__Items from a dataset__:

PR #64, opened 2016-08-24
Update info about Date headers

### LINKED ISSUE #57: Date Headers
Two issues:

1. `Date` is listed as both a standard request and response header (7.5/7.6), but this is typically found only as a response header.  The HTTP spec ([RFC 7231 § 7.1.1.2](https://tools.ietf.org/html/rfc7231#section-7.1.1.2)) states:

  > A user agent MAY send a Date header field in a request, though generally will not do so unless it is believed to convey useful information to the server.  For example, custom applications of HTTP might convey a Date if the server is expected to adjust its interpretation of the user's request based on differences between the user agent and server clocks.

2. In both places, the description says that the `Date` header is in RFC 3339 format, which is incorrect.  Unfortunately, the HTTP spec doesn't use RFC 3339.  It uses the older format found in [RFC 5322 § 3.3](https://tools.ietf.org/html/rfc5322#section-3.3)  (previously listed under RFC 2822 and RFC 822)

  Example:

      Date:Wed, 03 Aug 2016 20:54:19 GMT

Let me know if you'd like a PR for this.  Thanks.

mj1856:
Fixes #57

### DIFF
--- a/Guidelines.md
+++ b/Guidelines.md
@@ -351,7 +351,7 @@ Many HTTP headers are defined in [RFC7231][rfc-7231], however a complete list of
 Header                            | Type                                  | Description
 --------------------------------- | ------------------------------------- | ---------------------------------------------------------------------------------------------------------------------------------------------------------------------------------------------------------------------------------------------------------------------------------------------------------------------------------------------------------------------------------------------------------------------------------------------------------
 Authorization                     | String                                           | Authorization header for the request
-Date                              | Date                                             | Timestamp of the request in [RFC 3339][rfc-3339] format
+Date                              | Date                                             | Timestamp of the request, based on the client's clock, in [RFC 5322][rfc-5322-3-3] date and time format.  The server SHOULD NOT make any assumptions about the accuracy of the client's clock.  This header MAY be included in the request, but MUST be in this format when supplied.  Greenwich Mean Time (GMT) MUST be used as the time zone reference for this header when it is provided.  For example: `Wed, 24 Aug 2016 18:41:30 GMT`.  Note that GMT is exactly equal to UTC (Coordinated Universal Time) for this purpose.
 Accept                            | Content type                                     | The requested content type for the response such as: <ul><li>application/xml</li><li>text/xml</li><li>application/json</li><li>text/javascript (for JSONP)</li></ul>Per the HTTP guidelines, this is just a hint and responses MAY have a different content type, such as a blob fetch where a successful response will just be the blob stream as the payload. For services following OData, the preference order specified in OData SHOULD be followed.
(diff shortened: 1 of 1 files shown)


Guidelines.md
```diff
@@ -365,7 +365,7 @@ Services SHOULD return the following response headers, except where noted in the
 
 Response Header    | Required                                      | Description
 ------------------ | --------------------------------------------- | --------------------------------------------------------------------------------------------------------------------------------------------------------------------------------------------------
-Date               | All responses                                 | The date the request was processed, in [RFC 3339][rfc-3339] format
+Date               | All responses                                 | Timestamp the response was processed, based on the server's clock, in [RFC 5322][rfc-5322-3-3] date and time format.  This is mandatory for response headers.  Coordinated Universal Time is the preferred time zone reference for this header,  designated as either `GMT` or `+0000`.  For example: `Wed, 24 Aug 2016 18:41:30 GMT`
 Content-Type       | All responses                                 | The content type
```
garethj-msft: Can we switch to normative language pls.  'Coordinated Universal Time SHOULD be used as the preferred time zone reference for this header".

Actually for the response, I think we should consider upping this to a MUST.  I can't see a reason for a service to return this in anything other than UTC.

Guidelines.md
```diff
@@ -351,7 +351,7 @@ Many HTTP headers are defined in [RFC7231][rfc-7231], however a complete list of
...
 Authorization                     | String                                           | Authorization header for the request
-Date                              | Date                                             | Timestamp of the request in [RFC 3339][rfc-3339] format
+Date                              | Date                                             | Timestamp of the request, based on the client's clock, in [RFC 5322][rfc-5322-3-3] date and time format.  This is optional for request headers, but must be in this format if supplied.  Coordinated Universal Time is the preferred time zone reference for this header,  designated as either `GMT` or `+0000`.  For example: `Wed, 24 Aug 2016 18:41:30 GMT`
```
garethj-msft: Can we switch the 'preferred' to normative language please.  See comment below.

garethj-msft:
Thanks very much for your contribution Matt.  I put a couple of small nits in and a suggestion to up a should to a must.  After those, this LGTM.

Guidelines.md
mj1856: Actually, just found that [RFC2616§3.3.1](https://tools.ietf.org/html/rfc2616) says:

> All HTTP date/time stamps MUST be represented in Greenwich Mean Time
   (GMT), without exception. For the purposes of HTTP, GMT is exactly
   equal to UTC (Coordinated Universal Time). This is indicated in the
   first two formats by the inclusion of "GMT" as the three-letter
   abbreviation for time zone, and MUST be assumed when reading the
   asctime format.

So, I will update accordingly.

mj1856:
How's it look now?

garethj-msft:
LGTM

cleemullins:
Looks good to me as well. Merging.

PR #73, opened 2016-11-14
Reword to be better reflect RFC 2119.

royshea:
Section 7.4.3 used the capitalized verb "MAY" without the semantics imposed by
RFC 2119.  The offending phrase is simply describing a situation that can
arise in the real world, rather than a requirement of the specification.  The
requirement put forth in this specification is defined in the next sentence
using the “MUST” verb.


garethj-msft:
Good point.  Merging.

PR #75, opened 2016-11-22
Added the PDF version.

mahdi:
I added the PDF version of markdown which can be easily shared as a single file readable on all devices.


garethj-msft:
Hi Mahdi.  As an evolving document, we can't really take a point in time PDF snapshot.  What toolset did you use to create this - maybe we can spin it up as a webhook on the repo so it stays up to date?

mahdi:
Hi @garethj-msft, I used an online convertor but it looks like this tool can do what you mentioned: [https://cloudconvert.com/api/convert/md-to-pdf](url)

RobDolinMS:
Towards the goal [Madhi stated](https://github.com/Microsoft/api-guidelines/pull/75#issue-190974094) of having something "easily shared as a single file readable on all devices" 

Since the GitHub repo is public and the guidelines.md file is rendered by GitHub as HTML in this view: https://github.com/Microsoft/api-guidelines/blob/master/Guidelines.md ... I believe we have a single file readable on all devices.  

Given the above and [Gareth's concern](https://github.com/Microsoft/api-guidelines/pull/75#issuecomment-262438214) about not wanting a snapshot that could get out-of-date, I'm closing this PR to add the PDF.

dodekeract:
Weird. I can't read a PDF in my terminal. I thought it's more compatible than markdown!

PR #81, opened 2017-03-28
Fix formatting of contibutor table

jawn:
Probably caused by different markdown implementation in github.


garethj-msft:
Yes, looks like something changed - thanks for caching this jawn.

Issue #79, opened 2017-01-27
Question regarding $top


trshiv:
I have a question on the $top URL parameter, which first appears in Section 9.8.2 - Client-driven paging. How is this parameter defined and what is its relation with the $maxpagesize parameter (appearing in Section 9.8.3 - Additional Considerations).

RobDolinMS:
Tagging @markdstafford who might want to comment on this.

mikepizzo:
This is actually a really great question.

$top is a client directive that says that the client is only interested in the first n records. The service returns up to that number of records, and then the response is complete -- there is no nextLink, etc.

Separately, a service can decide the maximum number of records to return in a single response.  So if the request represents 1000 records the service might decide to return that 100 records at a time; in this case, the client's request is not complete until all 1000 records have been returned, so each page contains a nextLink that the client navigates until all 1000 records have been returned.

The $maxpagesize preference is a _hint_ to the service to specify the maximum number of records per page the client would like to receive.  The service can decide to follow or ignore this hint (i.e., if the client asks for a huge $maxpagesize the service is still allowed to return smaller pages).

These two can work in concert.  Say that the client is interested in the first 10,000 records.  The client can specify $top=10000 and the service could decide to return those records 100 at a time, each up to the last page containing a nextLink. Or, if the client specifies a Prefer header with $maxpagesize=1000, the service could decide to honor the client's maximum page size request and return 1000 records at a time, each up to the last page containing a nextLink.

trshiv:
Mike,

Thanks for your response. It would be great to see this explanation included in the specification, especially the part about indicating the $maxpagesize via the Prefer header.

I have a follow-up question. How does $skip work with $top and $maxpagesize? My understanding of $skip is that the server skips the specified number of pages and then serves the top N entries. However, if the server is free to disregard the $maxpagesize specified by the client or choose another value for it, how should the client and server sync on what pagesize is actually determined by the server?

RobDolinMS:
@trshiv I believe $skip is to skip the top N entries (not the top N pages.)

Expanding on @mikepizzo's example, if the client had the first 10,000 entries and then decided they wanted another 10,000, the client might ask for $top=10000 and $skip=100000.  

Again, $maxpagesize would be optional for the client to express their preferred maximum number of entries per response.  

/cc @markdstafford and @mikepizzo if they want to add to or correct my response.

trshiv:
[...]

PR #92, opened 2017-08-10
Clarified processing of $top and $skip by the server when a client supplies both

trshiv:
This PR relates to issue #79.


gareth-a-jones:
LGTM

Issue #2213, opened 2016-09-06
INSERT in PARSE cannot insert word’s value, insert word’s name instead


rebolek:
```
red>> value: "1234"
== "1234"
red>> string: "abcd"
== "abcd"
red>> parse string [insert value]
== false
red>> string
== "valueabcd"
```

Zamlox:
it can insert the value of an evaluated expression:
```
red>> parse string [insert (value)]
== false
red>> string
== "1234abcd"
```

dockimbel:
For the sake of performance, I will add this ability to `insert` and `change`, as it will be orders of magnitude faster than going through the evaluation of a paren expression.

PR #4349, opened 2020-03-18
FIX: issue #4200 ([Parse] CHANGE <position> <expression> does not work properly with WORD! values)

### LINKED ISSUE #4200: [Parse] CHANGE <position> <expression> does not work properly with WORD! values
Related: https://github.com/red/red/issues/4153

**Describe the bug**

In Parse, `change` rule can modify input with arbitrary value, either literal one or that coming from evaluated expression. If literal is a `word!`, its value will be fetched and used for modification. Thus, the only way to insert actual `word!` value is by using `paren!` expression, e.g.:

```red
>> bar: 'baz
== baz
>> parse foo: [][change none bar] foo
== [baz]
>> parse foo: [][change none 'bar] foo
== ['bar]
>> parse foo: [][change none (quote bar)] foo
== [bar]
```

However, this does not work if an input position is used instead of a rule - word is fetched as if it was used literally.

**To reproduce**

```red
>> bar: 'baz
== baz
>> parse foo: [][mark: change mark (quote bar)] foo
== [baz]
```

**Expected behavior**

```red
>> bar: 'baz
== baz
>> parse foo: [][mark: change mark (quote bar)] foo
== [bar]
```

**Platform version**

9214:
Fixes #4200.

The story unfolds as follows:
* `change` keyword can change input starting from a specified position;
* if you give `change` a `paren!` expression, it will change input with the result of that expression;
* if you give `change` a `word!` value, it will change input with the value to which this word is set.

But:
* If `change` changes input starting from a specified position;
* And if `paren!` returned a `word!`, or if `word!` was set to another `word!`;

Then this `word!` will be fetched **again**, and the result will be used to change the input.

The culprit was a single (now deleted) line that did exactly that — fetched word's value if that word was returned from `paren!` or fetched from another `word!`.

Relevant tests are provided.

### DIFF
--- a/runtime/parse.reds
+++ b/runtime/parse.reds
@@ -1719,7 +1719,6 @@ parser: context [
 									copy-cell as red-value! input base 	;@@ remove once OPTION? fixed
 									input/head: new/head
 									PARSE_SAVE_SERIES
-									if TYPE_OF(value) = TYPE_WORD [value: _context/get as red-word! value]
 									actions/change input value base as-logic max null
 									if s-top <> null [stack/top: s-top]
 									PARSE_RESTORE_SERIES
--- a/tests/source/units/parse-test.red
+++ b/tests/source/units/parse-test.red
@@ -2746,15 +2746,19 @@ Red [
 		x4200-mark:  x4200-block
 		
 		parse x4200-block [x4200-mark: change x4200-mark x4200-word]
-		--assert x4200-block = [foo]
+		--assert x4200-block = [foo]									;-- word's value
 		clear x4200-block
 		
 		parse x4200-block [x4200-mark: change x4200-mark (x4200-word)]
-		--assert x4200-block = [foo]
+		--assert x4200-block = [foo]									;-- result of expression
 		clear x4200-block
 		
 		parse x4200-block [x4200-mark: change x4200-mark ('foo)]
-		--assert x4200-block = [foo]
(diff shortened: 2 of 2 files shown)


greggirwin:
I love a good story. :^)

dockimbel:
@9214 It was done on purpose, see https://github.com/red/red/issues/2213. You should use `git blame` more often to search the commit history for getting more info about a piece of code.

I think returned word should be evaluated as it is now. If the user wants to insert a word, he needs to return a lit-word then.

9214:
@dockimbel this PR was closed prematurely.

```red
>> set [foo bar][bar qux]
== [bar qux]
>> parse block: [][change none foo] block
== [bar]
>> parse block: [][change none (foo)] block
== [bar]
```
:point_up: this is a feature that you've mentioned.

```red
>> set [foo bar][bar qux]
== [bar qux]
>> parse block: [][mark: change mark foo] block
== [qux]
>> parse block: [][mark: change mark (foo)] block
== [qux]
```
:point_up: and this is a bug that this PR fixed.

Instead of evaluating `foo` and inserting `bar` (as proposed in #2213 and as can be seen in the first example), it evaluates `foo`, takes hold of `bar`, _and then_ evaluates `bar` again and inserts `qux` to which it refers (as documented in #4200 and as can be seen in the second example). 

This is inconsistent both with how `paren!` behave in Parse and Red evaluation semantics.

__Task goal__:
Retype exactly the lines of the data above, starting at its first line and finishing with the line that has "is listed as" in it.

__Exercise solution__:
PR #64, opened 2016-08-24
Update info about Date headers

### LINKED ISSUE #57: Date Headers
Two issues:

1. `Date` is listed as both a standard request and response header (7.5/7.6), but this is typically found only as a response header.  The HTTP spec ([RFC 7231 § 7.1.1.2](https://tools.ietf.org/html/rfc7231#section-7.1.1.2)) states:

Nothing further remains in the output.